The Simple Function Approximation Lemma and Theorem for General Measurable Spaces
The Simple Function Approximation Lemma for General Measurable Spaces
Recall from The Simple Function Approximation Lemma that if $f$ is a Lebesgue measurable function defined on a Lebesgue measurable set $E$ and $f$ is bounded on $E$ then for all $\epsilon > 0$ there exists simple functions $\varphi_{\epsilon}$ and $\psi_{\epsilon}$ on $E$ such that:
- 1) $\varphi_{\epsilon} (x) \leq f(x) \leq \psi_{\epsilon}(x)$ on $E$.

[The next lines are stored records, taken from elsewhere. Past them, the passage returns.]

PR #1646, opened 2024-12-11
Device getDPI scaling fix

### LINKED ISSUE #1671: [Win32] Broken compatibility with swt.autoScale=false
**Describe the bug**
Because of [serious painting problems on Windows](https://github.com/eclipse-platform/eclipse.platform.swt/issues/1596) we have to set `swt.autoScale` to `false` and use `display.getDPI()` to (indirectly) find out the zoom level. However, build c66545ba broke this compatibility.

**To Reproduce**
Run this snippet
```java
import org.eclipse.swt.*;

public class AutoScaleFalseTest {

		System.getProperties().putIfAbsent("swt.autoScale", "false");

		shell.addListener(SWT.Paint, event -> {
			final String deviseZoom = System.getProperty("org.eclipse.swt.internal.deviceZoom");
			event.gc.drawString(deviseZoom, 0, 0);
			final Point dpi = display.getDPI();
			event.gc.drawString(String.valueOf(dpi), 0, 30);
		});

		shell.setSize(400, 300);
		shell.open();

		while (!shell.isDisposed()) {
				display.sleep();
			}
		}

		display.dispose();
	}
}
```
on commit 40b4fc6c and on commit c66545ba on a system with 4k monitor set to 150% zoom level. The first will report correctly 144 dpi, the latter 96dpi.

**Expected behavior**
If `swt.autoScale` is set to `false`, no autoscaling must happen.

**Screenshots**
Commit 40b4fc6c:
40b4fc6c

Commit c66545ba:
c66545ba

**Environment:**
- - [ ] All OS
- - [x] Windows
- - [ ] Linux
- - [ ] macOS 

We are Win11 24H2, but this should not have any influence.

Nothing known.

amartya4256:
This contribution fixes the device getDPI calculation logic by usibg the device zoom to be used for scaling down the DPI values instead of the native zoom.

contributes to #62 and #127

Fixes #1671

### DIFF
--- a/bundles/org.eclipse.swt/Eclipse SWT/win32/org/eclipse/swt/graphics/Device.java
+++ b/bundles/org.eclipse.swt/Eclipse SWT/win32/org/eclipse/swt/graphics/Device.java
@@ -519,7 +519,7 @@ public Point getDPI () {
 	int dpiX = OS.GetDeviceCaps (hDC, OS.LOGPIXELSX);
 	int dpiY = OS.GetDeviceCaps (hDC, OS.LOGPIXELSY);
 	internal_dispose_GC (hDC, null);
-	return DPIUtil.scaleDown(new Point (dpiX, dpiY), getDeviceZoom());
+	return DPIUtil.scaleDown(new Point (dpiX, dpiY), DPIUtil.getZoomForAutoscaleProperty(getDeviceZoom()));
 }
 
 /**


jukzi:
Until CI and I Builds are green again please hold back any submit that does not contribute to that.

tmssngr:
This fixes #1671 for me. Thanks.

fedejeanne (approved):

akurtakov:
@fedejeanne I see more test failures and with different errors like https://ci.eclipse.org/releng/job/eclipse.platform.swt/job/PR-1646/1/testReport/junit/org.eclipse.swt.tests.junit/Test_org_eclipse_swt_browser_Browser/test_BrowserFunction_callback_with_boolean_browser_flags__0_/ . Would you please investigate whether it comes from this PR or some of the others just merged (I haven't investigated which one exactly caused it).

fedejeanne:
In this PR? I don't see it.
In any case, that is also one of the "usual suspects": #1676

- 2) $0 \leq \psi_{\epsilon}(x) - \varphi_{\epsilon}(x) < \epsilon$ on $E$.
This result can be extended to general measurable spaces $(X, \mathcal A)$.
Lemma 1 (The Simple Function Approximation Lemma for General Measurable Spaces): Let $(X, \mathcal A)$ be a measurable space and let $f$ be a measurable function defined on a measurable set $E$. If $f$ is bounded on $E$ then for all $\epsilon > 0$ there exists simple functions $\varphi_{\epsilon}$ and $\psi_{\epsilon}$ on $E$ such that: 1) $\varphi_{\epsilon}(x) \leq f(x) \leq \psi_{\epsilon}(x)$ on $E$. 2) $0 \leq \psi_{\epsilon}(x) - \varphi_{\epsilon}(x) < \epsilon$ on $E$. |
The proof of Lemma 1 is analogous to that of the proof for Lebesgue measurable functions.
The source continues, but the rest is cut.